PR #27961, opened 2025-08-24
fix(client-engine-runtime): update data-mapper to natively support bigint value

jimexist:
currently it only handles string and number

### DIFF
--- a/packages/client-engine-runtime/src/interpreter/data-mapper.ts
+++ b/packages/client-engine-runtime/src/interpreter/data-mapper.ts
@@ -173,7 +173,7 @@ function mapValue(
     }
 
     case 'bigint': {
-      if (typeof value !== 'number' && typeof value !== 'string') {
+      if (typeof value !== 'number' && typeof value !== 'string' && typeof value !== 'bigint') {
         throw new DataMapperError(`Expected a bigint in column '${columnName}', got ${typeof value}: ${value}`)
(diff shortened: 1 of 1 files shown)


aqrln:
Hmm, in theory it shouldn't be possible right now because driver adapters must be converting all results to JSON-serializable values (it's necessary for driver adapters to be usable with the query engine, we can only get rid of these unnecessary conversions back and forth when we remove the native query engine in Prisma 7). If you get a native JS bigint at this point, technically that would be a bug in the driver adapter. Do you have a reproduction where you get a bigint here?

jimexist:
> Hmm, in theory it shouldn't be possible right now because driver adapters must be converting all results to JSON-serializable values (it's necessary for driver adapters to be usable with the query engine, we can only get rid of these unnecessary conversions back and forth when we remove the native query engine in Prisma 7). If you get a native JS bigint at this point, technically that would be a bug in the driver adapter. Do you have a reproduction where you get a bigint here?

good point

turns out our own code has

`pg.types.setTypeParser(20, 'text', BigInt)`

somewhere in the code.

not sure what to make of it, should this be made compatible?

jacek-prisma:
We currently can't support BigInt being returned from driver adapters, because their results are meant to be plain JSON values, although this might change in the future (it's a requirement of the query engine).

* * *

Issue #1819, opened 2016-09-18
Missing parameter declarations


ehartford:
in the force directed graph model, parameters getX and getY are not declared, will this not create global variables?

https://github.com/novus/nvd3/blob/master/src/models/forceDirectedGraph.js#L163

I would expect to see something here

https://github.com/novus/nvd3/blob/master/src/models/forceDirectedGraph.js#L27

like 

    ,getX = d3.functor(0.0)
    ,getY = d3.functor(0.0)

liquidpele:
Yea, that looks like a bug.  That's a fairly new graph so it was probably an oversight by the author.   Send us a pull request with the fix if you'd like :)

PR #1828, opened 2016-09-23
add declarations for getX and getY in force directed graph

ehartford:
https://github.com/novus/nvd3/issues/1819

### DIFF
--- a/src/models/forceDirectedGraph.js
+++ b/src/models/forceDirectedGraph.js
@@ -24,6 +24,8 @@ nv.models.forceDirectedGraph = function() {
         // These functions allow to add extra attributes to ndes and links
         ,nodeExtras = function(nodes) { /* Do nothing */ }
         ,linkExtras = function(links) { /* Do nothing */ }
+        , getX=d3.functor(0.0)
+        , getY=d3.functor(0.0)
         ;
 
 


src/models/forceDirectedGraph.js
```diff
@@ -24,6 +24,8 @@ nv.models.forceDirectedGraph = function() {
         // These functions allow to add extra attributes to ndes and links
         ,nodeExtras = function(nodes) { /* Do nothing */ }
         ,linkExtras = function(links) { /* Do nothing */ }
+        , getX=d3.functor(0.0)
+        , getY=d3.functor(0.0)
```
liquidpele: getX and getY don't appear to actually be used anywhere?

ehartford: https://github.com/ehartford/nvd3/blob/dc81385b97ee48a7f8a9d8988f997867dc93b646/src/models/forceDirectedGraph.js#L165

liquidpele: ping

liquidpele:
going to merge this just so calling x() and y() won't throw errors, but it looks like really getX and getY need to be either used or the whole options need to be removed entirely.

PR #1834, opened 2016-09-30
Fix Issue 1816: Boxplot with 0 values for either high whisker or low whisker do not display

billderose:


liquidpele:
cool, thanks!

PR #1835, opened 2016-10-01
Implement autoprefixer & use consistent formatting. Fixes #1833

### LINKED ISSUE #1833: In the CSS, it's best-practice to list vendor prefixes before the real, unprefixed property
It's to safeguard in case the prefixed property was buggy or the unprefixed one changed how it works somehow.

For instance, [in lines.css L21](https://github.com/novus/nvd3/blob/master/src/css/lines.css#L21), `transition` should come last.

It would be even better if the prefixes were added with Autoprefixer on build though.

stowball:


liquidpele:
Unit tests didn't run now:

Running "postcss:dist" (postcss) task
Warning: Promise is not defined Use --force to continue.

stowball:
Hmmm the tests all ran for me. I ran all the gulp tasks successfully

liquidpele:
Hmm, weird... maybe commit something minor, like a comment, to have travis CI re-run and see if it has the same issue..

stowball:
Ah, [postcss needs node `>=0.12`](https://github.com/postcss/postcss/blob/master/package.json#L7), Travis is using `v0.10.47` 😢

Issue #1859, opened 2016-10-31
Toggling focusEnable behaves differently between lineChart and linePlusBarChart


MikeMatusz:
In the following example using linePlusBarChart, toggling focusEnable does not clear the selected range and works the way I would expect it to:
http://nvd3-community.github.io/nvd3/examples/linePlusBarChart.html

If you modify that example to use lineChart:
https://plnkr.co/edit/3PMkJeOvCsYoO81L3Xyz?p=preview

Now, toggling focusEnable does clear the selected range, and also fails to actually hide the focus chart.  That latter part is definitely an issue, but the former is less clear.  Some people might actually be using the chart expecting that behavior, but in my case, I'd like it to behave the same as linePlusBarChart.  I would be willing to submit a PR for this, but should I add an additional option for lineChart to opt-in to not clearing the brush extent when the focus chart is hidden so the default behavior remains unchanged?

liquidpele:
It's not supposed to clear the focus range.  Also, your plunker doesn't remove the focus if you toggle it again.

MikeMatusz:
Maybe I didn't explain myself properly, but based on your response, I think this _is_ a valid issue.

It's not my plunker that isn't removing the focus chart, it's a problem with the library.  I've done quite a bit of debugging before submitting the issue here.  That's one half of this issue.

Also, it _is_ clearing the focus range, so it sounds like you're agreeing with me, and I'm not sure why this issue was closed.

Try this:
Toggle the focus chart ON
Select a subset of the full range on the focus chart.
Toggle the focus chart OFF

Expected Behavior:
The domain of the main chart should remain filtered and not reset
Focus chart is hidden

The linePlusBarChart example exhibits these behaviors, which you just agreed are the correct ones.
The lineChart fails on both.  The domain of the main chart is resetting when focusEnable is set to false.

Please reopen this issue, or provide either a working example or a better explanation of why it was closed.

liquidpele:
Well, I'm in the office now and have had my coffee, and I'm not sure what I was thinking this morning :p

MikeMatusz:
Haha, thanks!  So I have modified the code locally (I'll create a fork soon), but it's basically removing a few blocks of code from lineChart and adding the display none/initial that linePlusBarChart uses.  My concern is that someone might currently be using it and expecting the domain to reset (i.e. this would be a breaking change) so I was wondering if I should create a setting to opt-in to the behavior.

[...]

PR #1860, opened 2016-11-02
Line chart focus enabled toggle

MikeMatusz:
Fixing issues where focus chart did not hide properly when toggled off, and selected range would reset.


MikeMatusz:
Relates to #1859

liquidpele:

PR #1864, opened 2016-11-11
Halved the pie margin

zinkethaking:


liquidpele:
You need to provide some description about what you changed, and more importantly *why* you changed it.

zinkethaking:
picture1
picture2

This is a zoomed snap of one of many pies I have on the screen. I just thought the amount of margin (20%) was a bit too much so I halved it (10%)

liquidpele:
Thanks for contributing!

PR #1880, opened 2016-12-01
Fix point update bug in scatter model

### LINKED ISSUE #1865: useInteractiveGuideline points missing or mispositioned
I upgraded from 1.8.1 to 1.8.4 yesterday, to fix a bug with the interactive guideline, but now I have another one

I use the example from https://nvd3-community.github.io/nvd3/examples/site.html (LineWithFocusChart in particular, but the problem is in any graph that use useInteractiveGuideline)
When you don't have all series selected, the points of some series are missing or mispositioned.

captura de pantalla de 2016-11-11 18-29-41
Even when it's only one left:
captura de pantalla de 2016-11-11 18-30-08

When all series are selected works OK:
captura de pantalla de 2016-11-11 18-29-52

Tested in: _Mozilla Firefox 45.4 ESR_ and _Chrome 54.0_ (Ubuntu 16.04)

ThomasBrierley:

...

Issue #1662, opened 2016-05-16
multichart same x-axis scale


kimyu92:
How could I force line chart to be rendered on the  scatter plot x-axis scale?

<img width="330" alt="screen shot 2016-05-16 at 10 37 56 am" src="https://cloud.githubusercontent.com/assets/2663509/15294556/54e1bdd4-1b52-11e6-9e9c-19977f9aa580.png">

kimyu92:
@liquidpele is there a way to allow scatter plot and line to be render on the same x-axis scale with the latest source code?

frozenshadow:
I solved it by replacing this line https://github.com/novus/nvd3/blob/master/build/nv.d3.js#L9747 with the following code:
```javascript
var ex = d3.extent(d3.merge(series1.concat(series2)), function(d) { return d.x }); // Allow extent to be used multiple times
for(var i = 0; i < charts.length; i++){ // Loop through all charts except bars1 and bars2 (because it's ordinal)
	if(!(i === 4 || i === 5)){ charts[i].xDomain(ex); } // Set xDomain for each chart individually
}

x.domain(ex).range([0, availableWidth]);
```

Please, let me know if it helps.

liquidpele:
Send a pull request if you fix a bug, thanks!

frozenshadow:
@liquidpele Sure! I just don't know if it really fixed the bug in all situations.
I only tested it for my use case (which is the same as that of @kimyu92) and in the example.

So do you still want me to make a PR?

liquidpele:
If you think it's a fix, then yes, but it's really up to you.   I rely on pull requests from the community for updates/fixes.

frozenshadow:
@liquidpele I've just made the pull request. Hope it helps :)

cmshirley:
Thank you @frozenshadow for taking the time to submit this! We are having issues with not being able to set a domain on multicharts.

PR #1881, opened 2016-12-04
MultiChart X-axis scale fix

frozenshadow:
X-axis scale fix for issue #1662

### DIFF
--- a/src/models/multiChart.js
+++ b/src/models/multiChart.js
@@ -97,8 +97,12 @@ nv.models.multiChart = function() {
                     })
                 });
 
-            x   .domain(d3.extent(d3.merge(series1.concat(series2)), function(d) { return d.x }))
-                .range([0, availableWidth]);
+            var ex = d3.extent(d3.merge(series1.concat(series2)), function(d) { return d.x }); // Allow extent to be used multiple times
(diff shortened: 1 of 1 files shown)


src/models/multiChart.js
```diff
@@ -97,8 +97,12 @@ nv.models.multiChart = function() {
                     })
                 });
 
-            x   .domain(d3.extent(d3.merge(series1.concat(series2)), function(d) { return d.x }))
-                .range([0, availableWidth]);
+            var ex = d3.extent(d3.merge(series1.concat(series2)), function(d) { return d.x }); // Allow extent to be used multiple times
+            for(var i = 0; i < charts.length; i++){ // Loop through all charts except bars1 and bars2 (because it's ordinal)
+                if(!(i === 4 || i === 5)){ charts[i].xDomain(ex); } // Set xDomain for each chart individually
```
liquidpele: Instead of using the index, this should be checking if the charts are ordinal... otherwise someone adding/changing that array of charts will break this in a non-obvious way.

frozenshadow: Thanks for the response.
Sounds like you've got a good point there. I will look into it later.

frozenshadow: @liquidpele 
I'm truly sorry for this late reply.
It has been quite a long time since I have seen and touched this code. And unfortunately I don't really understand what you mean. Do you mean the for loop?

◆ Exercise brief
Repeat word for word the lines above that run from the line containing "PR #27961, opened 2025-08-24" through the line containing "a bigint in", both ends included, and nothing else.

◆ Result of this task
PR #27961, opened 2025-08-24
fix(client-engine-runtime): update data-mapper to natively support bigint value

jimexist:
currently it only handles string and number

### DIFF
--- a/packages/client-engine-runtime/src/interpreter/data-mapper.ts
+++ b/packages/client-engine-runtime/src/interpreter/data-mapper.ts
@@ -173,7 +173,7 @@ function mapValue(
     }
 
     case 'bigint': {
-      if (typeof value !== 'number' && typeof value !== 'string') {
+      if (typeof value !== 'number' && typeof value !== 'string' && typeof value !== 'bigint') {
         throw new DataMapperError(`Expected a bigint in column '${columnName}', got ${typeof value}: ${value}`)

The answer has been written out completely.